Prerequisite: Successful completion of Algebra II.

Calculus I:
Calculus I is an introductory calculus course that presents the concept of a limit as the foundation of calculus. This will lead to an exploration of both differential and integral calculus. This course is designed to prepare the student for a more advanced class in Calculus. Prerequisite: Successful completion of Pre-Calculus with a C or higher and teacher recommendation.

AP Calculus AB:
This course in the study of single-variable calculus covers all of the standard topics. Starting at the foundation, with a study of limits and continuity, then continuing on to a study of differentiation, including both methods and applications.
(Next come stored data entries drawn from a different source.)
PR #1681, opened 2019-11-26
Alves: Add Full Site Editing support

Copons:
* Added FSE support to Alves.
  * Note: the theme `#masthead` style were preventing the FSE header to be full width as intended. Instead of needlessly overriding the whole `header.php`, I've opted to add a simpler `body:not( .fse-enabled ) #masthead`.
* Update Varia (and the other FSE themes) with FSE improvements:
  * Hide the (+) icons when rendering the Template Part block inside the Page editor (especially useful for the Columns block).
  * Remove the top margin if the Site Title block is the first child of an editor layout.
  * Make sure each column in a Columns block is max width, so that nested FSE blocks can behave as expected.

| Template | Page | Front End |
| - | - | - |
| Screenshot 2019-11-26 at 14 53 51 | Screenshot 2019-11-26 at 14 53 35 | Screenshot 2019-11-26 at 14 54 01 |

#### Testing instructions

Smoke test Alves on an FSE environment!

### DIFF
--- a/alves/footer.php
+++ b/alves/footer.php
@@ -15,6 +15,12 @@
 
 	</div><!-- #content -->
 
+	<?php if ( class_exists( 'A8C\FSE\WP_Template' ) ) : // If the FSE plugin is active, use the Header template for content. ?>
+	<footer class="fse-template-part fse-footer entry-content">
+	<?php
+		$template = new A8C\FSE\WP_Template();
+		$template->output_template_content( A8C\FSE\WP_Template::FOOTER );
+	else : // Otherwise we'll fallback to the default Varia footer below. ?>
 	<footer id="colophon" class="site-footer">
 		<?php get_template_part( 'template-parts/footer/footer', 'widgets' ); ?>
 
@@ -37,7 +43,8 @@
 				);
 				?>
 			</nav><!-- .footer-navigation -->
-		<?php endif; ?>
+			<?php endif;
+	endif; ?>
 
 		<div class="site-info">
 				<?php $blog_info = get_bloginfo( 'name' ); ?>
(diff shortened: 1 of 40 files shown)


noahtallen:
This also demonstrates it. In the template part editor and on the front end, the tops of the description and nav block are aligned, but in the page editor they are not:

Screen Shot 2019-11-26 at 3 53 07 PM

Copons:
@noahtallen ah!
To fix the Column block messing up with the top margin in the page editor, I added a Spacer block (20px) in the default Header template.
The Spacer is there in the FSE site, but looking at your screens I'm pretty I haven't snapshotted the change.

It's a smelly fix, but I honestly don't know how to work around the Columns block quirks. 🙁

noahtallen:
> It's a smelly fix, but I honestly don't know how to work around the Columns block quirks. 🙁

as long as it can get us somewhere for now, it should be ok 😬 I'll recheck in a bit! I'll copy the code from the demo site if needed

apeatling:
@Automattic/cylon If support for FSE is in Alves, why is it not showing up in the signup step?

andrewserong:
@apeatling for the FSE themes to show up in the design selection step they need to be added to `themes-data.js` in Calypso: https://github.com/automattic/wp-calypso/blob/d1be047e543cb010e05a56fd1db25b038e749c51/client/lib/signup/themes-data.js#L428 — I'll whip up a PR to add in Alves.

noahtallen:
Alves has not been deployed on dotcom yet, so it won't be available until D36095-code is landed

andrewserong:
Thanks for confirming @noahtallen. I've put together a draft PR for adding it in when it's ready: https://github.com/Automattic/wp-calypso/pull/38157 — it looks a bit odd with 4 themes, so we can always keep this PR open until we have enough themes (e.g. 6) to merge in that'll look good on that step.

noahtallen:
makes sense! hopefully we have more landing soon :D

PR #1684, opened 2019-11-28
Morden: Add Full Site Editing support

Copons:
* Added FSE support to Morden.

Note: since Morden has a multi-column header like Alves, I've checked out this branch off `add/alves-fse-support` to obtain the new Varia columns fixes.
They help a bit, but definitely not enough. Unfortunately working with the Columns block is just very wonky.

| Template | Page | Front End |
| - | - | - |
| Screenshot 2019-11-28 at 16 38 51 | Screenshot 2019-11-28 at 16 39 07 | Screenshot 2019-11-28 at 16 39 18 |

#### Testing instructions

Smoke test Morden on an FSE environment!

### DIFF
--- a/morden/header.php
+++ b/morden/header.php
@@ -23,6 +23,17 @@
 <div id="page" class="site">
 	<a class="skip-link screen-reader-text" href="#content"><?php _e( 'Skip to content', 'varia' ); ?></a>
 
+	<?php if ( class_exists( 'A8C\FSE\WP_Template' ) ) : // If the FSE plugin is active, use the Header template for content. ?>
+
+		<header class="fse-template-part fse-header entry-content">
+			<?php
+				$template = new A8C\FSE\WP_Template();
+				$template->output_template_content( A8C\FSE\WP_Template::HEADER );
+			?>
+		</header>
+
+	<?php else : // Otherwise we'll fallback to the default Varia header below. ?>
+
 		<header id="masthead" class="site-header">
 
 			<div class="site-header-wrap">
@@ -70,5 +81,7 @@
 			</div>
 
 		</header><!-- #masthead -->
+
+	<?php endif; ?>
 
 	<div id="content" class="site-content">
--- a/morden/languages/morden.pot
+++ b/morden/languages/morden.pot
@@ -2,7 +2,7 @@
 # This file is distributed under the GNU General Public License v2 or later.
 msgid ""
 msgstr ""
-"Project-Id-Version: Morden 1.0\n"
+"Project-Id-Version: Morden 1.5.0\n"
 "Report-Msgid-Bugs-To: http://wordpress.org/support/theme/morden\n"
 "POT-Creation-Date: 2019-08-08 09:07:01+00:00\n"
 "MIME-Version: 1.0\n"
--- a/morden/package-lock.json
+++ b/morden/package-lock.json
@@ -1472,8 +1472,7 @@
         "ansi-regex": {
           "version": "2.1.1",
           "bundled": true,
-          "dev": true,
-          "optional": true
+          "dev": true
         },
         "aproba": {
           "version": "1.2.0",
@@ -1494,14 +1493,12 @@
         "balanced-match": {
           "version": "1.0.0",
           "bundled": true,
-          "dev": true,
-          "optional": true
+          "dev": true
         },
         "brace-expansion": {
           "version": "1.1.11",
           "bundled": true,
           "dev": true,
-          "optional": true,
           "requires": {
             "balanced-match": "^1.0.0",
             "concat-map": "0.0.1"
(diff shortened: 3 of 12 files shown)


Addison-Stavlo:
I am testing things locally and most of the things look like the demo site and are consistent across the different sections of editor, preview, and front end.

One thing I notice that is missing from the demo is the line under the currently visited section of the nav bar.  

**From Theme Demo**
Screen Shot 2019-11-28 at 10 04 07 PM
**From local FSE front end**
Screen Shot 2019-11-28 at 10 05 35 PM


I also notice that the menu button on mobile width is a bit wider and there is no visible text at first.

**From Theme Demo**
Screen Shot 2019-11-28 at 10 08 04 PM
**From local FSE front end**
Screen Shot 2019-11-28 at 10 08 09 PM

And the last thing I am not quite sure of is getting the page Title out of the way to test how this would look as a home page with this header.  I am having this problem with all FSE on my local setup currently.  I have tried setting this as the Front Page but it still renders the title in all modes.  Which makes the homepage look like:
Screen Shot 2019-11-28 at 10 13 27 PM

The best I can do is delete all text in the title which gives us this:
Screen Shot 2019-11-28 at 10 14 58 PM

Perhaps I am missing a way of setting this locally to get rid of the title like on the homepages for FSE on dotcom?  So I am wondering if that white gap will disappear if I had it set up properly.. 🤔

Copons:
@Addison-Stavlo thanks for looking at this!

> One thing I notice that is missing from the demo is the line under the currently visited section of the nav bar.

The Nav Menu block doesn't have that capability unfortunately. :(
I don't think it would be very hard to add, but I'm not sure at this point how valuable would be improving our block instead of Core's.

> I also notice that the menu button on mobile width is a bit wider and there is no visible text at first.

Good catch!
That's caused by the fact that the text color is forced white, which conflicts with the original theme menu background color on mobile.
About the width: that's caused by the `alignfull` width of the Nav Menu block, that is kept at all screen sizes.

> Perhaps I am missing a way of setting this locally to get rid of the title like on the homepages for FSE on dotcom?

Unless the theme overrides this (and yes, [it does](https://github.com/Automattic/themes/blob/3834391965040259a8fe546a375153b385ec59dc/morden/sass/_extra-child-theme.scss#L348-L360), and I didn't notice! 😓), the original style that hides the home on wpcom is defined in Varia and inherited by the child themes.

https://github.com/Automattic/themes/blob/3834391965040259a8fe546a375153b385ec59dc/varia/inc/style-wpcom.css#L5-L14

Whenever I remember to test for it, I usually just add those styles directly in the browser dev tools.

Addison-Stavlo:
Nice!

So with those styles I can see it looks great.  
Screen Shot 2019-11-29 at 12 03 49 PM

And with some small changes to FSE settings on the mobile menu it looks like the demo as well:
Screen Shot 2019-11-29 at 12 07 31 PM

Side question:  Is there a way to select what screen width we are editing inside the FSE or template-part editors?  To change styles on the above mobile menu I basically just squished my browser window until it showed up in the editor, but there must be some better way?

ianstewart:
image

There are a few differences between the front-end output and the theme demo styles (without the header template).

I think it's mainly …

- font-sizes for the site-title
- font-sizes for site-description
- and the padding on fse-header vs site-header

ianstewart:
Illustration:

image

apeatling:
If we can include https://github.com/Automattic/themes/pull/1693 and https://github.com/Automattic/themes/pull/1692 then add the social links block, we can get it looking like this:

Screen Shot 2019-12-03 at 1 10 19 PM

apeatling:
I've updated the header template part to include the social icons block.

apeatling:
With a rebase to include those changes in master, I think this one is ready to go.

apeatling:
With the homepage title hidden there is still a gap between the bottom of the header and the start of the content. Adjusting the padding top on main to 32px from 64px fixes this.

Screen Shot 2019-12-03 at 3 05 15 PM

noahtallen:
Hope you don't mind, @Copons, I "rebased" this on master and re-built with the latest changes.

Copons:
> with the homepage title hidden there is still a gap between the bottom of the header and the start of the content. Adjusting the padding top on main to 32px from 64px fixes this

@apeatling I'm testing the same thing locally and I think it should be ok?

To be precise, I'm manually adding the classes and styles that Varia would add on WPCOM into the browser dev tools:

https://github.com/Automattic/themes/blob/e2bd8cc15cecf65b1f2135da0d75d1cb870347ba/varia/inc/style-wpcom.css#L5-L14

- Add the `hide-homepage-title` class to the body (and `home` too in case I'm not testing the actual front page).
- Add `display: none` to the `.entry-header` element.
- Add `margin-top: 0` to the `.entry-content` element.

It looks like this to me:

Screenshot 2019-12-04 at 15 08 26

noahtallen:
I've noticed this gap appears in the page editor, but not on the front end. (on wpcom)

PR #1686, opened 2019-12-01
Lodestar: Fix image block background color issue

### LINKED ISSUE #1685: Lodestar: Remove white background for images added via image block
## Steps to replicate

Add an image to the image block and it will have white background, even though the image is transparent.

Screen Shot 2019-11-28 at 18 55 46

This doesn't happen when an image is added via URL.

But it happens again if the image block is linked to another URL. The workaround is to either add custom CSS:

.entry-content a img {
background: none;
box-shadow: none;
}

or add the link to the caption instead.

But overall, I'm not sure why a white background is added by default.

## Expected

Expected not to have a white background on transparent images added via image block.

* User report: 16976068-hc

cc @catkit

nielslange:
Fixes #1685

<table>
<tr>
<td>Before:
<br><br>

#1685-before

</td>
<td>After:
<br><br>

#1685-after

</td>
</tr>
</table>

### DIFF
--- a/lodestar/style.css
+++ b/lodestar/style.css
@@ -4,7 +4,7 @@ Theme URI: http://theme.wordpress.com/themes/lodestar
 Author: Automattic
 Author URI: https://www.wordpress.com
 Description: Lodestar is a trendy one-page theme designed with startups and small business ventures in mind.
-Version: 1.0.14-wpcom
+Version: 1.0.15-wpcom
 License: GNU General Public License v2 or later
 License URI: http://www.gnu.org/licenses/gpl-2.0.html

Then move to integration, focusing on indefinite and definite integrals, including improper integrals, again studying both methods and applications.
Prerequisites: A- or better in Pre-Calculus or teacher recommendation.

AP Calculus BC:
This course in the study of single-variable calculus covers all of the standard topics. start at the foundation, with a study of limits and continuity, then continue to a study of differentiation, including both methods and applications. Then move to integration, focusing on indefinite and definite integrals, including improper integrals, again studying both methods and applications. Conclude with the study of infinite sequences and series, parametric curves and polar coordinates, and differential equations.
Prerequisites: Teacher recommendation only.